Repeat exactly, please, the lines that begin at the start of the listing and end at the line holding "There are two".
☆ ☆ ☆ ☆
PR #14024, opened 2022-08-03
Peering secret UUID management fixes

freddygv:
### Description
This PR addresses some bugs related to the peering secret management. 

There are two commits, each with additional context in the commit message:
1. Dialers should not touch the peering secret UUIDs table when writing new secrets nor when deleting them. Dialing peers are not responsible for managing the uniqueness of secrets for peers that they dial. That is the responsibility of the peer that generated the peering token.
2. Tracking the UUIDs to add/delete from the associated table is now done by explicitly stating the operation that is triggering the secrets write. Previously these side-effects were inferred solely by reconciling against the existing secrets for a peer. Now it is done by passing (and requiring) the operation.

* Consul unit tests
* consul-k8s unit tests
* consul-k8s acceptance tests

### Links
Follow-up to [ENT-2422](https://github.com/hashicorp/consul-enterprise/pull/2422)

### PR Checklist

* [x] updated test coverage
* [ ] not a security concern


freddygv:
Looking into some lingering issues

agent/grpc-external/services/peerstream/server_test.go
```diff
@@ -47,8 +50,5 @@ func TestServer_ExchangeSecret(t *testing.T) {
 		require.NoError(t, err)
 
 		require.Equal(t, secret, s.GetStream().GetPendingSecretID())
-
-		// Active stream secret persists until pending secret is promoted during peering establishment.
```
freddygv, line 51: This is tested in the state store instead

sdk/testutil/testlog.go
```diff
@@ -21,7 +21,7 @@ func testLogLevel() hclog.Level {
 	if level != hclog.NoLevel {
 		return level
 	}
-	return hclog.Warn
+	return hclog.Trace
```
mkeeler, line 24: Did you intend to leave this in?

The only downside I see is if someone were to run tests with the `-v` flag then this would dump a ton of logs. Something like INFO seems more appropriate and then you can override the level with the TEST_LOG_LEVEL env var.

agent/consul/state/peering.go
```diff
@@ -251,45 +251,42 @@ func (s *Store) peeringSecretsWriteTxn(tx WriteTxn, secret *pbpeering.PeeringSec
 
 	var toDelete []string
 	if existing != nil {
```
mkeeler, line 253: Should we add validation that existing != nil unless the operation is generatetoken?

agent/consul/state/peering.go
```diff
@@ -251,45 +251,42 @@ func (s *Store) peeringSecretsWriteTxn(tx WriteTxn, secret *pbpeering.PeeringSec
...
-		existingActive := existing.GetStream().GetActiveSecretID()
-		if existingActive != "" && existingActive != secret.GetStream().GetActiveSecretID() {
-			toDelete = append(toDelete, existingActive)
-		}
+		case pbpeering.PeeringSecretsWriteRequest_OPERATION_EXCHANGESECRET:
+			// Avoid invalidating existing active secrets when exchanging establishment secret for pending.
+			secret.Stream.ActiveSecretID = existing.GetStream().GetActiveSecretID()
+
+			// When exchanging an establishment secret we invalidate the existing establishment secret.
+			if existingEstablishment := existing.GetEstablishment().GetSecretID(); existingEstablishment != "" {
```
mkeeler, line 272: Should we error out if the establishment secret isn't set?

I am thinking that ExchangeSecret is called in quick succession and that we end up sending two raft logs with different pending secrets through. The first has already removed the secret and the next potentially is going to overwrite the pending one. Its super racey but I wonder if moving more validation logic into the state store like this would be helpful to mitigate those races.

mkeeler:
FWIW I do think this fixes the bug and if we wouldn't have time to refactor further then I don't have strong reservations about merging this as is.

proto/pbpeering/peering.proto
```diff
@@ -195,10 +213,10 @@ message PeeringWriteRequest {
   // Peering is the peering to write with the request.
   Peering Peering = 1;
 
-  // PeeringSecrets contains the optional peering secrets to persist
+  // Secret contains the optional peering secrets to persist
```
acpana, line 216: SecretsRequest
```suggestion
  // SecretsRequest contains the optional peering secrets to persist
```

acpana (commented):
just leaving some non blocking first pass comments

agent/grpc-external/services/peerstream/stream_test.go
```diff
@@ -194,7 +198,13 @@ func TestStreamResources_Server_ActiveSecretValidation(t *testing.T) {
 		srv, store := newTestServer(t, nil)
 
 		// Write a seed peering.
-		require.NoError(t, store.PeeringWrite(1, tc.seed))
+		if tc.seed != nil {
+			require.NoError(t, store.PeeringWrite(1, &pbpeering.PeeringWriteRequest{Peering: tc.seed.peering}))
+
+			for _, s := range tc.seed.secrets {
```
freddygv, line 204: This is a slice because of there not being a method to insert a batch of peering secrets as-is outside of the restore function. Each step in the slice goes through secrets writes as they would in production: generate token, exchange secret, then promote pending.

sdk/testutil/testlog.go
freddygv: Nope, missed reverting that before committing. It's reverted now.

agent/consul/state/peering.go
freddygv: Yep put that in

proto/pbpeering/peering.proto
```diff
@@ -53,6 +53,24 @@ enum PeeringState {
...
 
+message PeeringSecretsWriteRequest {
+  enum Operation {
+    OPERATION_UNSPECIFIED = 0;
+
+    OPERATION_GENERATETOKEN = 1;
+
+    OPERATION_EXCHANGESECRET = 2;
+
+    OPERATION_PROMOTEPENDING = 3;
```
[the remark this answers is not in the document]
freddygv: Resolving since this was moved from enum to distinct messages, and added comments there

agent/consul/state/peering.go
freddygv: I put in a check to make sure it's set, but I think I'm actually going to pass in the establishment secret that was validated against to guard against the case where it was non-empty but different

mkeeler (approved):

mkeeler (approved):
☆ ☆ ☆ ☆
* Answer to this problem:
PR #14024, opened 2022-08-03
Peering secret UUID management fixes

freddygv:
### Description
This PR addresses some bugs related to the peering secret management. 

There are two commits, each with additional context in the commit message:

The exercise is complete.